WHAT YOU HAVE TO DO: Records follow. Pull out every line that contains "removes".

MATERIAL FOR THIS EXERCISE:
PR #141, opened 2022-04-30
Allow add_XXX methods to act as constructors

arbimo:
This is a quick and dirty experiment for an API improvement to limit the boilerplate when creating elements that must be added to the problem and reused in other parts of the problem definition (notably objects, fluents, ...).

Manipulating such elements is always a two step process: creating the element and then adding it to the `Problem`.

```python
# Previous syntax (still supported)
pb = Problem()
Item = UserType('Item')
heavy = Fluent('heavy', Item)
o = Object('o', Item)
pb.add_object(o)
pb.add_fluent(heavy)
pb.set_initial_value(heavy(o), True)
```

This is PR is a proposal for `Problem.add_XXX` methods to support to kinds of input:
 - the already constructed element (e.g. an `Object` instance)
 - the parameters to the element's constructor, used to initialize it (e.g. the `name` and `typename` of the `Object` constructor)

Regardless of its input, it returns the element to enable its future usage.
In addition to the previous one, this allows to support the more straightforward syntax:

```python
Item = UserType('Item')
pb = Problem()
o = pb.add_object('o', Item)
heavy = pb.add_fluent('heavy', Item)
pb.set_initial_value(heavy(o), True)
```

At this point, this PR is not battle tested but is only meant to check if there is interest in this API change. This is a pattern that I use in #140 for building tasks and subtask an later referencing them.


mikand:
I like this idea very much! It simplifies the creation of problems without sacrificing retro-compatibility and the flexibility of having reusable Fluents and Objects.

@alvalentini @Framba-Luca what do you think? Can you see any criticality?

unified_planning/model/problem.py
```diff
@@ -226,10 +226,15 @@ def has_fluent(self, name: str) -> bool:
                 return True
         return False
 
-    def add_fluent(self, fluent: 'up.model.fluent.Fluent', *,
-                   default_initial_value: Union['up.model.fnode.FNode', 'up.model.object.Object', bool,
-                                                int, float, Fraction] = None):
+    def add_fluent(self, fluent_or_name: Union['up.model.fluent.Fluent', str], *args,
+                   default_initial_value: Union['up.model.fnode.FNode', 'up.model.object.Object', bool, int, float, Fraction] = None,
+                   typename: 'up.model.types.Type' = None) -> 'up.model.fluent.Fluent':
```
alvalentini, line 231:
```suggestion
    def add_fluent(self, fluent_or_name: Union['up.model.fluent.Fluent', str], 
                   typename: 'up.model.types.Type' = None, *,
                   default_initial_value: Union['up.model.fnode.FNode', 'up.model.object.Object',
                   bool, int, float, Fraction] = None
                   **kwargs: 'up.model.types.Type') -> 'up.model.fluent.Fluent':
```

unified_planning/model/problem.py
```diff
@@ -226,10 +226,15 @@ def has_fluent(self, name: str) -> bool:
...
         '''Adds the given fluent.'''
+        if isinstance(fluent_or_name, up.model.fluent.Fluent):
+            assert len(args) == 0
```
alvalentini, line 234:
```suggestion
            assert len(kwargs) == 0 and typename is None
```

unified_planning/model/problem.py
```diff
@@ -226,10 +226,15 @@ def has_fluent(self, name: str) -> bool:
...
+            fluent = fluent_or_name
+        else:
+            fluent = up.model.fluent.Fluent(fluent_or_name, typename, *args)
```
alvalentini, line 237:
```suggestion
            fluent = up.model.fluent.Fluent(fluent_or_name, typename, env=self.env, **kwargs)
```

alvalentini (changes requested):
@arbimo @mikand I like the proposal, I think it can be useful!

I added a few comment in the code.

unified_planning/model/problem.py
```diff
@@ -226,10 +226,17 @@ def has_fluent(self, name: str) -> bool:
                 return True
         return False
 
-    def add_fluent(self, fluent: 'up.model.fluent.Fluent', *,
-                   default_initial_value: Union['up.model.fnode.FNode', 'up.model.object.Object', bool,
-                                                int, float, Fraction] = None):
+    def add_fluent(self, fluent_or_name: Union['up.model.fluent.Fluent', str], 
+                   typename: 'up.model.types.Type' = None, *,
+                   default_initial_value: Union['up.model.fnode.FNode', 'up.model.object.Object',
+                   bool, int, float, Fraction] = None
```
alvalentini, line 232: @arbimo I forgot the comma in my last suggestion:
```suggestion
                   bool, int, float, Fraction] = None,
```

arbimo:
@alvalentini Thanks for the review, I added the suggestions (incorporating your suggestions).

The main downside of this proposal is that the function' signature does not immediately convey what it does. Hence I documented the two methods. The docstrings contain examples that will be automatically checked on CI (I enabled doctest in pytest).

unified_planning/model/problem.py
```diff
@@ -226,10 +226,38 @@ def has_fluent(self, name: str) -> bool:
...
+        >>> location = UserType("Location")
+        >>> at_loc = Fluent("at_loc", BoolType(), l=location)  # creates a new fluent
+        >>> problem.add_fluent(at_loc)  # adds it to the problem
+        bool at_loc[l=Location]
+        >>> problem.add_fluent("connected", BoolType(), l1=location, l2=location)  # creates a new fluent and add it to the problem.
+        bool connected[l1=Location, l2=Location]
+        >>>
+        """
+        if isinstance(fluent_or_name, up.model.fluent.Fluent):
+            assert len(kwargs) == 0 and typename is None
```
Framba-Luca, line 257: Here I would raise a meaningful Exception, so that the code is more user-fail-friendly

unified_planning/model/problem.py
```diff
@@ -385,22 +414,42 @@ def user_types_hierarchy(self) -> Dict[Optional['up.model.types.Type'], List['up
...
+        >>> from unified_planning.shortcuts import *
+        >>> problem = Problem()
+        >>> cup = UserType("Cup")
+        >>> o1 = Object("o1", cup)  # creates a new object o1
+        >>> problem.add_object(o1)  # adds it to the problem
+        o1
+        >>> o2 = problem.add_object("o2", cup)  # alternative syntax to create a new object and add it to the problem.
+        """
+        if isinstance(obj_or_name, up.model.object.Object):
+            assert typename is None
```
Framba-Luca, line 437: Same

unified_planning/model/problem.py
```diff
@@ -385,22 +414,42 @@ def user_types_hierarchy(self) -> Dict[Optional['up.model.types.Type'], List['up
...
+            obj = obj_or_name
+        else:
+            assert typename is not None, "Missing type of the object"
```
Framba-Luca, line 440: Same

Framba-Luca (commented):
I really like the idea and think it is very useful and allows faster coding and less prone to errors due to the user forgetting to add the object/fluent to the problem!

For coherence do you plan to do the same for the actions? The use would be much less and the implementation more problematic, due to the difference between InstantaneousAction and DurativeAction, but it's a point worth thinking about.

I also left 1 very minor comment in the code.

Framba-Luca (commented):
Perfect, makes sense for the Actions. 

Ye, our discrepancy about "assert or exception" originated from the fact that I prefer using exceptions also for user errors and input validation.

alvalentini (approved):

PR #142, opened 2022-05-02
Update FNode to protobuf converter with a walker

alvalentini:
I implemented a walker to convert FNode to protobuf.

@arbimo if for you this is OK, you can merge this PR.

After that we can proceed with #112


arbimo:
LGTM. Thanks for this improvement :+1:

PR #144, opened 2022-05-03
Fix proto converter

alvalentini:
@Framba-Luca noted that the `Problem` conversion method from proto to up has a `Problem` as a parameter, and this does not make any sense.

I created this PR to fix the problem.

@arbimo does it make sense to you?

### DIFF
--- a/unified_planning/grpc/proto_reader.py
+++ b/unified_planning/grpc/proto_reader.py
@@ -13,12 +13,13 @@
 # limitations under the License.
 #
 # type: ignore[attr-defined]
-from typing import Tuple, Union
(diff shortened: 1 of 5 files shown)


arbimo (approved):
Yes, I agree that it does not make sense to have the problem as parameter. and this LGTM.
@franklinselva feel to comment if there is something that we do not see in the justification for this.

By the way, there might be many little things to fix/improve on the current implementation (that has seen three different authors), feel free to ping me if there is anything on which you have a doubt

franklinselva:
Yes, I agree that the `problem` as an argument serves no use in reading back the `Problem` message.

==

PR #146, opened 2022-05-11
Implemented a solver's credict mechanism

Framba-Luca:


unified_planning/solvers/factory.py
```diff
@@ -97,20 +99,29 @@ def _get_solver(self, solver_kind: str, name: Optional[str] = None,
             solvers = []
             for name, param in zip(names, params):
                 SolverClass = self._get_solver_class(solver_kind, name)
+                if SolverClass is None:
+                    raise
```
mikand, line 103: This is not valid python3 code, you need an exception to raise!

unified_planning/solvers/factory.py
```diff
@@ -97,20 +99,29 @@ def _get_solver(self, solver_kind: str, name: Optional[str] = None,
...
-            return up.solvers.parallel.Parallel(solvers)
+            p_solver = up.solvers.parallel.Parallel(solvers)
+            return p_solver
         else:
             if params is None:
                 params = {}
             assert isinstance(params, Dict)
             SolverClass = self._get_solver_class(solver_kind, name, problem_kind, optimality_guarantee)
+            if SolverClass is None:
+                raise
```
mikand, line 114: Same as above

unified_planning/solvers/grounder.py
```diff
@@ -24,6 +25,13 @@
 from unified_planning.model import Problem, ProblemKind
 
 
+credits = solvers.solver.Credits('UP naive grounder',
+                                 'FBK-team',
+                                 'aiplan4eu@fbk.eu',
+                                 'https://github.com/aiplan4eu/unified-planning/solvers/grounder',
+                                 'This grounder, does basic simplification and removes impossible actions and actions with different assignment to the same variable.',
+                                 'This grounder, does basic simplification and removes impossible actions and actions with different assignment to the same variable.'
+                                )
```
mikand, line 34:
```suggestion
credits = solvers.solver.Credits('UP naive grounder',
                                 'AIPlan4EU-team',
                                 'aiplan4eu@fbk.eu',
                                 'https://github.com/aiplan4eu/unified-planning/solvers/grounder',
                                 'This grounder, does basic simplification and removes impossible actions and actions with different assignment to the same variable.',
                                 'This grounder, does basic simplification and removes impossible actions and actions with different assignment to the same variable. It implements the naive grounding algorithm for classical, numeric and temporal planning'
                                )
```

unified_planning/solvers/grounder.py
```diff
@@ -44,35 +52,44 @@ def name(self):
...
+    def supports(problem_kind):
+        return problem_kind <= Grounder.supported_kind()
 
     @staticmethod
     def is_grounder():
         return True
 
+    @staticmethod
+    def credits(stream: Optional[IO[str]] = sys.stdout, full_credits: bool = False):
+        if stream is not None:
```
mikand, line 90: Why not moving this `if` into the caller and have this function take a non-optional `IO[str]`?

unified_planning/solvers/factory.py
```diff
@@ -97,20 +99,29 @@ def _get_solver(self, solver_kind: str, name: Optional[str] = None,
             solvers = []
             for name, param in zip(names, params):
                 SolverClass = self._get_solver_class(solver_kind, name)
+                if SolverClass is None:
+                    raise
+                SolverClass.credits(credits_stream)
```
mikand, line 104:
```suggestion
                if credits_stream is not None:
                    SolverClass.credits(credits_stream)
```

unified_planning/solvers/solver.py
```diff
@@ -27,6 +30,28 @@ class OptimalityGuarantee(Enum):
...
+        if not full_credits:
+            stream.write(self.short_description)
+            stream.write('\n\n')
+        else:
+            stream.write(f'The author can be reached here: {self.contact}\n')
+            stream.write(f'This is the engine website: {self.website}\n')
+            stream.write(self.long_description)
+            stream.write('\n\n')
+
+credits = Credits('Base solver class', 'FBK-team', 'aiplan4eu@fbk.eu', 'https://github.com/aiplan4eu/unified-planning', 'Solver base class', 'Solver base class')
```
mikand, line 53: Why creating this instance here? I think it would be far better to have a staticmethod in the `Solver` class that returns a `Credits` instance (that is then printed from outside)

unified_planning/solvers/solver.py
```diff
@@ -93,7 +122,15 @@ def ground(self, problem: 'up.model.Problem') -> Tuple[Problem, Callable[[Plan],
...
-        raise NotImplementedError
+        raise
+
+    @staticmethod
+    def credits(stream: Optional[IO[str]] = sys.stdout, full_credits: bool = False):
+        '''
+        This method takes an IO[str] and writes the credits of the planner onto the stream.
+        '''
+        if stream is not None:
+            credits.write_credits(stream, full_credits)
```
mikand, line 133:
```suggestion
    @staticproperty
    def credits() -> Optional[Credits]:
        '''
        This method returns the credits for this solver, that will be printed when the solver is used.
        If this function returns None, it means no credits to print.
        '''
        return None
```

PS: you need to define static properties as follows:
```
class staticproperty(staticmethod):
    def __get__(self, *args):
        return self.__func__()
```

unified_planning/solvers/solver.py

==

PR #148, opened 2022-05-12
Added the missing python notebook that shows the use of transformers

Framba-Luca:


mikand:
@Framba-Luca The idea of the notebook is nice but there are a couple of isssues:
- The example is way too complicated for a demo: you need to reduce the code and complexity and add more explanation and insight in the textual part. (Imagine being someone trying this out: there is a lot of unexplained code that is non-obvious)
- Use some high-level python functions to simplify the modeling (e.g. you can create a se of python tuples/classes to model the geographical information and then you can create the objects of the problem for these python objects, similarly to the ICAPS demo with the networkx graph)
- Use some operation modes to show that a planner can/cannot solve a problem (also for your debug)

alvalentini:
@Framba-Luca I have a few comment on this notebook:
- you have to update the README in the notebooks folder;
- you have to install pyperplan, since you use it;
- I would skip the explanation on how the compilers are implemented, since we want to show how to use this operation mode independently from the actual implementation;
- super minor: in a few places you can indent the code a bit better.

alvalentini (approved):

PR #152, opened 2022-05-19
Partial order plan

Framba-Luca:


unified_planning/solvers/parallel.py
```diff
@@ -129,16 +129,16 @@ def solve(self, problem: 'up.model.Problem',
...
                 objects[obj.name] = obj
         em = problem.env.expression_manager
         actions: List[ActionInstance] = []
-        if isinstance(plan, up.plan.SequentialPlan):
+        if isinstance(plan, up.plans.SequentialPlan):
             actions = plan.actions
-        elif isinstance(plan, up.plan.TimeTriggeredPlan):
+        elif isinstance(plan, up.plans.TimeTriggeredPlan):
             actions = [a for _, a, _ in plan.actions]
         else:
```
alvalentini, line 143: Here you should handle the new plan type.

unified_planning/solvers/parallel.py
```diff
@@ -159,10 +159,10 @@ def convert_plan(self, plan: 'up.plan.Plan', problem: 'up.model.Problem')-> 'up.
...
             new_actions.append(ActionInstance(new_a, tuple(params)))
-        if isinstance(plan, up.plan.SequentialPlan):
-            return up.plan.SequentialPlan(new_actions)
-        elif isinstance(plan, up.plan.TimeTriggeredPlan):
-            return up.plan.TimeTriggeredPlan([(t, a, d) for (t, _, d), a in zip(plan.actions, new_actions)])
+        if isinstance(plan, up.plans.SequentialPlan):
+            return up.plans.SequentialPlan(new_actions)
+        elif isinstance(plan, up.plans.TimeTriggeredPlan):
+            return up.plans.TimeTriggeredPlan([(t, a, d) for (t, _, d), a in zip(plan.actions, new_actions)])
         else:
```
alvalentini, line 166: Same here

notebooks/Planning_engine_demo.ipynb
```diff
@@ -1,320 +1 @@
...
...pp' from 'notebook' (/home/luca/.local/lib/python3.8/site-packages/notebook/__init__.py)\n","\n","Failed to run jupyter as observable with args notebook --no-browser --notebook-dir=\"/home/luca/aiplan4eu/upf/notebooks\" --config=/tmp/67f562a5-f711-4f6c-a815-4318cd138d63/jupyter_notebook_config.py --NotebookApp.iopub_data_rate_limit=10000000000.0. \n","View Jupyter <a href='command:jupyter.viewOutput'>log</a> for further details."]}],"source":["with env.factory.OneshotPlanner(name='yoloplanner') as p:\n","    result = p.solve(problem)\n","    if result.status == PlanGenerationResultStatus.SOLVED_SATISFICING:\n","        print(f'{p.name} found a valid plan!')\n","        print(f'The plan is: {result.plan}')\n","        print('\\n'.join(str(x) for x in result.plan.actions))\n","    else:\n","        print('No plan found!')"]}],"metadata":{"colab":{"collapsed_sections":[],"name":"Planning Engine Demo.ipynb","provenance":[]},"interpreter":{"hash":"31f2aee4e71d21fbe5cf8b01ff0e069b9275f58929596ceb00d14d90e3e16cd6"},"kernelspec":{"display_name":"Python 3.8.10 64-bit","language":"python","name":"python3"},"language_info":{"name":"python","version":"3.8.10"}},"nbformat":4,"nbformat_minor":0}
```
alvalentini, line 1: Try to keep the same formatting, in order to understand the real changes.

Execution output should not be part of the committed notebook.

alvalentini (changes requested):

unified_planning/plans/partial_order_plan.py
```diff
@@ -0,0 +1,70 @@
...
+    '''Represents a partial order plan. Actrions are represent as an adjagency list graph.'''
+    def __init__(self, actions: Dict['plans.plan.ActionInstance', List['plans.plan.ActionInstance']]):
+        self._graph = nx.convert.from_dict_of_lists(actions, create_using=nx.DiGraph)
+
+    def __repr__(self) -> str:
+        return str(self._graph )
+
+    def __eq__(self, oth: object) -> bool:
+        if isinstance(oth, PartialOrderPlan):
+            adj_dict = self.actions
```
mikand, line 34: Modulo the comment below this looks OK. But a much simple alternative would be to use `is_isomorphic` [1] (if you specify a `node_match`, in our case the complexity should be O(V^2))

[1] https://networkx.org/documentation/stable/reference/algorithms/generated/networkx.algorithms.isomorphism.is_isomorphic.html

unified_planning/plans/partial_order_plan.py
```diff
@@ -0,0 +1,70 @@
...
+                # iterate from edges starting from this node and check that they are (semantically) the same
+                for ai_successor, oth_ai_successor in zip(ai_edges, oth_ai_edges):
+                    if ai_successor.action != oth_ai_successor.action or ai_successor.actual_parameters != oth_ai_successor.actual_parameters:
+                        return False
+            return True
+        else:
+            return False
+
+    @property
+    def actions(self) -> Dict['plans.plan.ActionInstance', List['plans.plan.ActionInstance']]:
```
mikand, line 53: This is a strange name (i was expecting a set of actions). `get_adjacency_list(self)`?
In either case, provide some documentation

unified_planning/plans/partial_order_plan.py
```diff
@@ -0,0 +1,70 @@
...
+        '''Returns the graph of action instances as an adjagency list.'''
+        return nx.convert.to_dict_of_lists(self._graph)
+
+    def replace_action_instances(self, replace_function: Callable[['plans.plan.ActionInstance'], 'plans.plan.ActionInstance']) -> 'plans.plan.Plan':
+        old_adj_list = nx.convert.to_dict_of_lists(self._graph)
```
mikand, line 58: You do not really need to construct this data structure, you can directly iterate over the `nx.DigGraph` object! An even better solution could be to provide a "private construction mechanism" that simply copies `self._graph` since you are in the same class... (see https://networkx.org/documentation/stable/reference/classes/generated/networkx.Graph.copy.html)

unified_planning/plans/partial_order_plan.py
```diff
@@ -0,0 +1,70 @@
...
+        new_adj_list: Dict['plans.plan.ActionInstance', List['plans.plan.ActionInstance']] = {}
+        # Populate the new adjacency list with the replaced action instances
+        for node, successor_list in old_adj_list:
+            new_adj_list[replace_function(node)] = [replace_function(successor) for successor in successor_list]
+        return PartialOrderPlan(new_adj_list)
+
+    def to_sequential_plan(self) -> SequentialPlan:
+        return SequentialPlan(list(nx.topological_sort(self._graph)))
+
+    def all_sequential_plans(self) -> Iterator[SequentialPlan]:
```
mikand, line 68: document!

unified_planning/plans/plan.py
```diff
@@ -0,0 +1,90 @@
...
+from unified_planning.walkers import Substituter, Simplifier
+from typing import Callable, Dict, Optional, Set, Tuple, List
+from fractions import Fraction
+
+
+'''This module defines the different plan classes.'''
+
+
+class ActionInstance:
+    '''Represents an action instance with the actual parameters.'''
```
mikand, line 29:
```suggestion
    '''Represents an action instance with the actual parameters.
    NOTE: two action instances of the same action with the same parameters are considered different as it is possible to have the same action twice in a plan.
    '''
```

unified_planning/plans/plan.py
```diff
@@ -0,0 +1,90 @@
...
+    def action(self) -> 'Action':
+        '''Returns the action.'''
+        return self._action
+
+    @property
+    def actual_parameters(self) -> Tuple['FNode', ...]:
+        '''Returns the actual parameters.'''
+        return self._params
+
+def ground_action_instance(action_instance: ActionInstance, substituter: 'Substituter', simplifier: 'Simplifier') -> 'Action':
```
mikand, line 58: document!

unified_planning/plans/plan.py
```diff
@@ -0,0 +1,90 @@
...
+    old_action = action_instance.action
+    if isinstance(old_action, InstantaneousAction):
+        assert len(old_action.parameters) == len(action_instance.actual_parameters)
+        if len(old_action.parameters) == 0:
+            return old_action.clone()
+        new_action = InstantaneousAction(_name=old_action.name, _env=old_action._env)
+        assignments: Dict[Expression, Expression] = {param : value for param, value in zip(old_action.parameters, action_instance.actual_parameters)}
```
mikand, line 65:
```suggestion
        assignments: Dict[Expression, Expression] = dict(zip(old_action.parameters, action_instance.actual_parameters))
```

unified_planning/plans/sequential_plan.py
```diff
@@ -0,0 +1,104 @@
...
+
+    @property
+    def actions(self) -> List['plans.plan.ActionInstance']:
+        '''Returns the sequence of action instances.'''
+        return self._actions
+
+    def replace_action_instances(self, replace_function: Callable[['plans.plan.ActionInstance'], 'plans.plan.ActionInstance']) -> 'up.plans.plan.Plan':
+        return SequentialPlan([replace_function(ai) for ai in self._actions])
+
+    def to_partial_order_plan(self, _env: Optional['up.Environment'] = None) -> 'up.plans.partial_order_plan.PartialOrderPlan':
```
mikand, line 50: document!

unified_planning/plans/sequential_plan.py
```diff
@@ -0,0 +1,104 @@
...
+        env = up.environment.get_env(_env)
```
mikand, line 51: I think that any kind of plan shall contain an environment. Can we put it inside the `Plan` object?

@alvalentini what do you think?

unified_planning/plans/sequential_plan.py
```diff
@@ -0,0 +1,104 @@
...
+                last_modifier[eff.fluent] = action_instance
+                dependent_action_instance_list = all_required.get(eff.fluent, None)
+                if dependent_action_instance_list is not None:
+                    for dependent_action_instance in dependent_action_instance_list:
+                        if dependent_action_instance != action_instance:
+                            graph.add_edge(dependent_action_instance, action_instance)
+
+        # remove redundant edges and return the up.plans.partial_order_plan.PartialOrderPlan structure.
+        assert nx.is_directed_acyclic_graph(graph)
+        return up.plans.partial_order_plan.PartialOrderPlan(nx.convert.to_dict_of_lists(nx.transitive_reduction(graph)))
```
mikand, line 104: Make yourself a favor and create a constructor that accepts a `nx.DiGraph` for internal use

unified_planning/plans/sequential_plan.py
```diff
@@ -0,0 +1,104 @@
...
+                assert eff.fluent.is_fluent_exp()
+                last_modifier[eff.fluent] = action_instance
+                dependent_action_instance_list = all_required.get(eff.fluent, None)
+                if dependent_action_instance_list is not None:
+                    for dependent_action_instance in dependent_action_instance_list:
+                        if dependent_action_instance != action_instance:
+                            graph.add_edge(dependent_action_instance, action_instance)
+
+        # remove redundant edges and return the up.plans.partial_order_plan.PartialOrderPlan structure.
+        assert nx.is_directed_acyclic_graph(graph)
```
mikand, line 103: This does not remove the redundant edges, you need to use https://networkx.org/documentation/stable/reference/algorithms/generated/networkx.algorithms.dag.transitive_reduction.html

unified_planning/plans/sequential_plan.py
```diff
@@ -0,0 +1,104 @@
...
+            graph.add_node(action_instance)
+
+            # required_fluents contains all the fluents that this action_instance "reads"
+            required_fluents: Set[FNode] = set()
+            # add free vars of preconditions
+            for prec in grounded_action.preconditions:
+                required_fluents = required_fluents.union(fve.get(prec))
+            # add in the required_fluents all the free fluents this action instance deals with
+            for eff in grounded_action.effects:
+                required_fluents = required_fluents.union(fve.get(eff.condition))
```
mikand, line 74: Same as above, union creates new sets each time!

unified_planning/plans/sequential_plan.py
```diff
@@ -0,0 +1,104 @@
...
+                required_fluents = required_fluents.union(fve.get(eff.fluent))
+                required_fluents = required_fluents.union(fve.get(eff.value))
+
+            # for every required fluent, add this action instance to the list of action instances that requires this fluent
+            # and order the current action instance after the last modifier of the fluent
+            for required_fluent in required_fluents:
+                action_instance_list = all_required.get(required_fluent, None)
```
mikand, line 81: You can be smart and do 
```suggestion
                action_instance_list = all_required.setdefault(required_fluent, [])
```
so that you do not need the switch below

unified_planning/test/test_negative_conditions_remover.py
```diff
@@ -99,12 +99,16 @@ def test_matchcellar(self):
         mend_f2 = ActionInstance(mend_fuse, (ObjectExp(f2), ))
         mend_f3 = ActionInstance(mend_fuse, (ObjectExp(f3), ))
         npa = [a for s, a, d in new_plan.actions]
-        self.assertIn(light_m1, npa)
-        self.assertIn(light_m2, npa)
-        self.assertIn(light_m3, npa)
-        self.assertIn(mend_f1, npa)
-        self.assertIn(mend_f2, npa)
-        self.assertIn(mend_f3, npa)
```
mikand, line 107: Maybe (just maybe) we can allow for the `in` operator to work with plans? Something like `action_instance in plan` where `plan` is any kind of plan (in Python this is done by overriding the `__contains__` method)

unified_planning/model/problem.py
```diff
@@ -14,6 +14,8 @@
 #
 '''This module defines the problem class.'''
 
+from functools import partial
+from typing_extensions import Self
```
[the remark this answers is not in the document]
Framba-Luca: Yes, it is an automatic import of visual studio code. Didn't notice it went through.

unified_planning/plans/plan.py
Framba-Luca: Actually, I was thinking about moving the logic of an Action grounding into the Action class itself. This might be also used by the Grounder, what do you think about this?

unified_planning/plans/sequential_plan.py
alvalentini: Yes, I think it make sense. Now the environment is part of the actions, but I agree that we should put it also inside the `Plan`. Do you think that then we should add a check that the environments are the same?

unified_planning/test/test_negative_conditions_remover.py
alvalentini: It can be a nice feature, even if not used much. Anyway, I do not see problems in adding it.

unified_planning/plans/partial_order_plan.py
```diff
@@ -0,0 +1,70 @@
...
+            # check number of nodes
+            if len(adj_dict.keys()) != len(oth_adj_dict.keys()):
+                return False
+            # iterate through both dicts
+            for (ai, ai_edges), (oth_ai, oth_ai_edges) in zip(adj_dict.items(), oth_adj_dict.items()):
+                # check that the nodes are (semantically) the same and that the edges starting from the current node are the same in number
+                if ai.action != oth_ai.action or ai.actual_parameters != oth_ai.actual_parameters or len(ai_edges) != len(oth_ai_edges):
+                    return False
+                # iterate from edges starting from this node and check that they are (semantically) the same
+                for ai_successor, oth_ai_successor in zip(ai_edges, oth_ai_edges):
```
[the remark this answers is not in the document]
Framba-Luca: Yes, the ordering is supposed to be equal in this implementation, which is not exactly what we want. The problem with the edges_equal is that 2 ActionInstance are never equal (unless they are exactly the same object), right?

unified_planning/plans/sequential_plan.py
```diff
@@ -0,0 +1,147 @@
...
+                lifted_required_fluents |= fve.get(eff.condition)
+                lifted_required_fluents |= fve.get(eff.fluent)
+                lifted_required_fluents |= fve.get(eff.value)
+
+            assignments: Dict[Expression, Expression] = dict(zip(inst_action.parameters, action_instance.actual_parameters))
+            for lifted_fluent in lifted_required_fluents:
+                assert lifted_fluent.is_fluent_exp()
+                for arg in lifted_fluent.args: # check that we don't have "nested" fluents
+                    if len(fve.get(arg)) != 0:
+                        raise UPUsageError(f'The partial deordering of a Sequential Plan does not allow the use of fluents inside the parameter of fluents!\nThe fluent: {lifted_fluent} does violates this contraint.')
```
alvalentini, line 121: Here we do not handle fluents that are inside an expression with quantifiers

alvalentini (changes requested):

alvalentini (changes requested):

TASK RESPONSE:
+                                 'This grounder, does basic simplification and removes impossible actions and actions with different assignment to the same variable.',
+                                 'This grounder, does basic simplification and removes impossible actions and actions with different assignment to the same variable.'
                                 'This grounder, does basic simplification and removes impossible actions and actions with different assignment to the same variable.',
                                 'This grounder, does basic simplification and removes impossible actions and actions with different assignment to the same variable. It implements the naive grounding algorithm for classical, numeric and temporal planning'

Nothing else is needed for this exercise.